Settlement by brokerage house for mishandling IRA investments
A 51 year old had her account churned by a broker making dicretionary trades that he was not authorized to do. She was reimbursed her losses for about $40,000 by the brokerage house and placed the money in her IRA. Is there any tax problems she should be aware of? Is it an early distribution? Can the money just be placed in her IRA with no particular issues?
Permalink Submitted by Alan - IRA critic on Thu, 2017-04-13 18:35
This is called a “restorative payment” and the IRS has issued several PLRs approving a rollover of such funds back into the IRA that incurred the loss, or another IRA if the prior IRA has been closed. Typically, this can be done by endorsing the check for deposit to the IRS AC# and sending it to the custodian. The custodian will treat it as a non reportable transfer and no 5498 will be issued reporting a rollover contribution. The legal firm handling the settlement will issue the check to the client’s IRA, not to the client and will not issue a 1099R. Therefore, this is treated as a non reportable transfer in all respects. If there are any special characteristics of the settlement such as punitive damages included, the disposition might be different. The legal firm should include an explanatory letter if such provisions apply.

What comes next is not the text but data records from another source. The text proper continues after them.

PR #295, opened 2023-10-19
Inflation rewards integration tests

nanocryk:
Adds integration tests for #277. Modifies the integration test logic to be able to produce a single block, and also collect data for each block (currently only the author and the inflation).


runtime/dancebox/tests/common/mod.rs
```diff
@@ -339,3 +369,21 @@ pub const ALICE: [u8; 32] = [4u8; 32];
 pub const BOB: [u8; 32] = [5u8; 32];
 pub const CHARLIE: [u8; 32] = [6u8; 32];
 pub const DAVE: [u8; 32] = [7u8; 32];
+
+/// Calls `f_loop` with all values in `iter`, and returns the first `Some(value)`.
+/// If only `None` is returned, the value returned by `f_else`  is returned. It
+/// is like a for loop which could have an else block in case no iteration
+/// breaks with a value.
+pub fn for_else<I, F, E, R>(iter: I, mut f_loop: F, f_else: E) -> R
```
tmpolaczyk, line 377: I believe you can use

```rust
iter.find_map(f_loop).unwrap_or_else(f_else)
```

So you shouldn't need this helper function.

https://doc.rust-lang.org/std/iter/trait.Iterator.html#method.find_map

nanocryk: Oh very neat, didn't knew `find_map` :p

runtime/dancebox/tests/integration_test.rs
```diff
@@ -3598,6 +3590,277 @@ fn test_migration_holds() {
...
+                .unwrap_or_else(|| panic!("ALICE doesn't seem to author any blocks"));
+
+            let balance_after = System::account(account).data.free;
+
+            let all_rewards = RewardsPortion::get() * summary.inflation;
+            // rewards are shared between orchestrator and registered paras
+            let orchestrator_rewards = all_rewards / 3;
+            assert_eq!(
+                orchestrator_rewards,
+                dbg!(balance_after - balance_before),
```
tmpolaczyk, line 3799:
```suggestion
                balance_after - balance_before,
```

runtime/dancebox/tests/integration_test.rs
```diff
@@ -3598,6 +3590,277 @@ fn test_migration_holds() {
...
+            assert_eq!(summary.author_id, ALICE.into());
+
+            let balance_after = System::account(account).data.free;
+
+            let all_rewards = RewardsPortion::get() * summary.inflation;
+            // rewards are shared between orchestrator and registered paras
+            let orchestrator_rewards = all_rewards / 3;
+            assert_eq!(
+                orchestrator_rewards,
+                dbg!(balance_after - balance_before),
```
tmpolaczyk, line 3858:
```suggestion
                balance_after - balance_before,
```

runtime/dancebox/tests/integration_test.rs
```diff
@@ -3598,6 +3590,277 @@ fn test_migration_holds() {
...
+                .unwrap_or_else(|| panic!("DAVE doesn't seem to author any blocks"));
+            let balance_after = System::account(account).data.free;
+
+            let all_rewards = RewardsPortion::get() * summary.inflation;
+            // rewards are shared between orchestrator and registered paras
+            let orchestrator_rewards = all_rewards / 3;
+            let candidate_rewards = orchestrator_rewards * 2 / 10;
+
+            assert_eq!(
+                candidate_rewards + 1, // TODO: account for rounding properly :p
```
tmpolaczyk, line 3696: Are we going to fix this? Maybe add another test that checks that the rewarded container chains plus the orchestrator is exactly equal to all_rewards?

tmpolaczyk (approved):

runtime/dancebox/tests/integration_test.rs
girazoki: I have a bunch of those as well, probably worth creating an issue

girazoki (approved):

PR #296, opened 2023-10-19
Fix try-runtime build and add missing migrations

fgamundi:
`try-runtime` now fails if there's a mismatch between a pallet's latest vs onchain versions. This flagged `PolkadotXcm` and `XcmpQueue` from live dancebox.
Missing migrations has been added


runtime/dancebox/src/migrations.rs
```diff
@@ -209,19 +210,56 @@ where
...
+impl<T> Migration for XcmpQueueMigration<T>
+where
+    T: cumulus_pallet_xcmp_queue::Config,
+{
+    fn friendly_name(&self) -> &str {
+        "MM_XcmpQueueMigration"
+    }
+
+    fn migrate(&self, _available_weight: Weight) -> Weight {
+        cumulus_pallet_xcmp_queue::migration::Migration::<T>::on_runtime_upgrade()
```
girazoki, line 237: do we know for certain this puts the v3 on the pallet?

girazoki: because we probably need to set v2 first before doing this on_runtime_upgrade

fgamundi: Yes, even if onchain is v1, it applies first the migration to v2 and immediately after the migration to v3 https://github.com/paritytech/polkadot-sdk/blob/master/cumulus/pallets/xcmp-queue/src/migration.rs#L36C1-L46C4

tmpolaczyk:
Can you merge master? I just merged a big PR that includes migrations, so there will be conflicts.

girazoki (approved):

fgamundi:
@tmpolaczyk done

PR #302, opened 2023-10-28
Format files and add try-runtime feature for maintenance pallet

Chralt98:
I always find it better readable to split the std, benchmark and try-runtime features into multiple lines.

So I run `taplo fmt` on all `Cargo.toml` files. (In specific terms I used the `Even Better TOML` extension of VSCode.)

I also did run `cargo +nightly clippy --all-features --all-targets -p container-chain-template-simple-runtime` and found out that the maintenance pallet also has to enable the `try-runtime` feature.

Additionally I run `cargo +nightly fmt` to properly format mainly the imports.


tmpolaczyk:
Hi, sorry for no reply. We have improved our CI with new toml linters, zepter to ensure that the features are correctly propagated, and toml maid as an alternative to taplo:

https://github.com/moondance-labs/tanssi/pull/368
https://github.com/moondance-labs/tanssi/pull/369

This is because manually keeping track of the features was very error prone, as you have noticed, so we have automated it. You shouldn't run into similar issues in the future, but if you do, feel free to open a pull request!

PR #468, opened 2026-04-16
refactor: remove dead code across neurons and cli modules

dataCenter430:
## Summary

- **`Validator.store_evaluation`** (`neurons/validator.py`) — never called; `bulk_store_evaluation` is the only storage path used from `forward.py`
- **`resolve_netuid_from_contract` + `verify_miner_registration`** (`cli/issue_commands/helpers.py`) — never called or imported anywhere; speculative feature that was never wired up to any CLI command
- **`Repository` dataclass** (`classes.py`) — never imported anywhere in production code or tests; superseded by the separate `Repository` class in `gittensor/validator/storage/repository.py`
- **`MinerEvaluationCache.invalidate`** (`classes.py`) — never called anywhere; cache is cleared via `clear()` or natural eviction in `get()`

## Test plan

- [ ] Ruff lint/format clean
- [ ] Pyright passes
- [ ] Pytest passes

PR #479, opened 2026-04-16
refactor: remove dead store_evaluation and unused WANDB_API_KEY

t7929375-eng:
## Summary
Remove two pieces of dead code from the validator module:

- **`Validator.store_evaluation`** (`neurons/validator.py`, line 142) — async method never called anywhere. The codebase uses `bulk_store_evaluation` (line 101, called from `forward.py:74`) instead. The only `store_evaluation` calls in the codebase target `self.db_storage.store_evaluation()` (a different class: `DatabaseStorage`), not this Validator method.

- **`WANDB_API_KEY`** (`gittensor/validator/utils/config.py`, line 10) — constant assigned from `os.getenv('WANDB_API_KEY')` but never imported or referenced anywhere else. The sibling constants `WANDB_PROJECT` and `WANDB_VALIDATOR_NAME` are both imported and used in `neurons/validator.py`, but `WANDB_API_KEY` is not. The wandb library reads the environment variable directly.

## Related Issues
N/A (code cleanup)

## Type of Change

## Testing
- [x] `ruff check` — 0 errors
- [x] `pyright` — 0 errors

## Checklist
- [x] Self-review completed

cc @anderdc @landyndev

### DIFF
--- a/gittensor/validator/utils/config.py
+++ b/gittensor/validator/utils/config.py
@@ -7,7 +7,6 @@ VALIDATOR_STEPS_INTERVAL = 120  # 2 hours, every time a scoring round happens
 
 # required env vars
 GITTENSOR_VALIDATOR_PAT = os.getenv('GITTENSOR_VALIDATOR_PAT')
-WANDB_API_KEY = os.getenv('WANDB_API_KEY')
 WANDB_PROJECT = os.getenv('WANDB_PROJECT', 'gittensor-validators')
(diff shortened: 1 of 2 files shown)


anderdc:
**Closing -- overlaps with #468**

The `store_evaluation` removal is already covered by dataCenter430's #468, which was opened first. The extra `WANDB_API_KEY` removal can be submitted separately if needed.

PR #495, opened 2026-04-16
refactor: extract shared validator shutdown and storage error logging

jsdevninja:
## Summary
- Extract duplicated background-thread stop logic in `BaseValidatorNeuron` into `_stop_background_thread()`.
- Extract duplicated partial DB storage failure logging in `Validator` into `_log_storage_partial_failure()`.

## Why
- Reduces repeated logic across validator lifecycle and DB storage paths.
- Makes future updates less error-prone by centralizing shared behavior.
- Improves readability.

## Files changed
- `neurons/base/validator.py`
- `neurons/validator.py`

### DIFF
--- a/neurons/base/validator.py
+++ b/neurons/base/validator.py
@@ -184,12 +184,7 @@ class BaseValidatorNeuron(BaseNeuron):
         """
         Stops the validator's operations that are running in the background thread.
         """
-        if self.is_running:
-            bt.logging.debug('Stopping validator in background thread.')
-            self.should_exit = True
-            self.thread.join(5)
-            self.is_running = False
-            bt.logging.debug('Stopped')
+        self._stop_background_thread()
 
     def __enter__(self):
         self.run_in_background_thread()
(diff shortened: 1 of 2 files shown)


jsdevninja:
@anderdc Please review when you have a chance to take a look at.

anderdc:
**Closing -- we're not accepting changes to BaseValidatorNeuron.**

Beyond that, neither extraction improves the code:

- **`_stop_background_thread()`** -- `stop_run_thread()` and `__exit__` aren't "duplicated logic." `stop_run_thread()` is the public API, `__exit__` is the context manager teardown. They both need to do the same thing, but extracting a private method just adds indirection for 4 lines of code. Worse, `stop_run_thread()` now delegates to a private method, making the call path harder to follow for no benefit.
- **`_log_storage_partial_failure()`** -- this extracts 3 lines of logging (a warning + a loop) into a static method. That's not a meaningful abstraction. The logging is already clear inline, and the "dedup" only saves 2 lines per call site while adding a method and a level of indirection.

Also note `store_evaluation` (one of the two call sites for `_log_storage_partial_failure`) is dead code that's being removed in #468.

PR #498, opened 2026-04-16
Extract require_valid_issue_id and require_valid_ss58 CLI helpers

### LINKED ISSUE #497: Extract require_valid_issue_id and require_valid_ss58 helpers to deduplicate CLI validation
## Summary

Extract two helper functions (`require_valid_issue_id` and `require_valid_ss58`) into `gittensor/cli/issue_commands/helpers.py` to replace 7 identical try/except/re-raise blocks across `admin.py` and `vote.py`.

## Motivation

The same validation-and-reraise pattern appears 7 times across CLI commands (3 for `validate_issue_id`, 4 for `validate_ss58_address`). Each block is identical: call the validator, catch `click.BadParameter`, re-raise as `click.ClickException`. Extracting these into one-liner helpers reduces boilerplate and keeps validation behavior consistent.

statxc:
## Summary

Extract `require_valid_issue_id` and `require_valid_ss58` helpers into `gittensor/cli/issue_commands/helpers.py`, replacing 7 identical try/except/re-raise blocks across `admin.py` and `vote.py`.

### DIFF
--- a/gittensor/cli/issue_commands/admin.py
+++ b/gittensor/cli/issue_commands/admin.py
@@ -26,8 +26,8 @@ from .helpers import (
     print_error,
     print_network_header,
     print_success,
-    validate_issue_id,
-    validate_ss58_address,
+    require_valid_issue_id,
+    require_valid_ss58,
     with_network_contract_options,
     with_wallet_options,
 )
@@ -62,10 +62,7 @@ def admin_cancel(issue_id: int, network: str, rpc_url: str, contract: str, walle
     """
     contract_addr, ws_endpoint, network_name = _resolve_contract_and_network(contract, network, rpc_url)
 
-    try:
-        validate_issue_id(issue_id)
-    except click.BadParameter as e:
-        raise click.ClickException(str(e))
+    require_valid_issue_id(issue_id)
 
     print_network_header(network_name, contract_addr)
 
@@ -120,10 +117,7 @@ def admin_payout(issue_id: int, network: str, rpc_url: str, contract: str, walle
     """
     contract_addr, ws_endpoint, network_name = _resolve_contract_and_network(contract, network, rpc_url)
 
-    try:
-        validate_issue_id(issue_id)
-    except click.BadParameter as e:
-        raise click.ClickException(str(e))
+    require_valid_issue_id(issue_id)
 
     print_network_header(network_name, contract_addr)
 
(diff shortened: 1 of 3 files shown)


anderdc:
`val_vote_solution` in vote.py has an outer `try` that catches `click.BadParameter`:

```python
try:
    validate_issue_id(issue_id)
    validate_ss58_address(solver_hotkey, ...)
    ...
except click.BadParameter:
    raise
except ValueError as e:
    raise click.BadParameter(str(e), param_hint='pr_number_or_url')
```

Swapping to `require_valid_issue_id` changes the exception type to `click.ClickException`, which isn't caught by `except click.BadParameter`. Revert that one call site — leave `validate_issue_id` since the outer `try` already provides the same wrap.

Other 6 call sites look good.

statxc:
@anderdc I've updated. Please check again

anderdc (changes requested):
Clean dedup. One small thing -- fill out the docstrings on `require_valid_issue_id` and `require_valid_ss58` to match the existing `validate_issue_id` / `validate_ss58_address` pattern in the same file (Args, Returns sections). They're right next to each other so they should be consistent.

statxc:
> Clean dedup. One small thing -- fill out the docstrings on `require_valid_issue_id` and `require_valid_ss58` to match the existing `validate_issue_id` / `validate_ss58_address` pattern in the same file (Args, Returns sections). They're right next to each other so they should be consistent.

Thanks! Just checked - `validate_issue_id` is a one-liner and `validate_ss58_address` is a short paragraph, neither has Args/Returns sections. The wrappers already match that local pattern, so I'd prefer to keep them as-is.

anderdc (changes requested):
The `val_vote_solution` fix and dedup are correct. One remaining thing on the docstrings:

Both wrappers have a `return` statement and a `-> int` / `-> str` return type, but the docstrings don't mention what they return. At minimum add a `Returns:` line. For example:

```python
def require_valid_issue_id(value: int, param_name: str = 'issue_id') -> int:
    """Validate an issue ID, raising ClickException on failure.

    Returns:
        The validated issue ID.
    """
```

Same for `require_valid_ss58` -- `Returns: The validated SS58 address string.`

This matches the level of detail in `validate_ss58_address` right above them, which has a multi-line docstring explaining what it does.

statxc:
@anderdc I've updated. Please review again.

anderdc (approved):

Permalink Submitted by jacob roldan on Sat, 2017-04-15 20:32
My broker says that I can borrow money from my non-retirement margin account and use my IRAs as collateral? He also says that its tax free until I use up my non-retirement account and then have to pull money out of my IRA. Is this accurate? What makes this tax free?
Permalink Submitted by Alan - IRA critic on Sat, 2017-04-15 20:46
The broker it totally incorrect, and pledging an IRA account as collateral for any loan is a prohibited transaction that will result in a taxable distribution from the IRA. Therefore at the moment such an agreement is signed, a taxable distribution from the IRA is triggered. You should be eligible for a margin loan from your taxable brokerage account without any consideration of the IRA balance, but there are limits to the amount of that margin loan.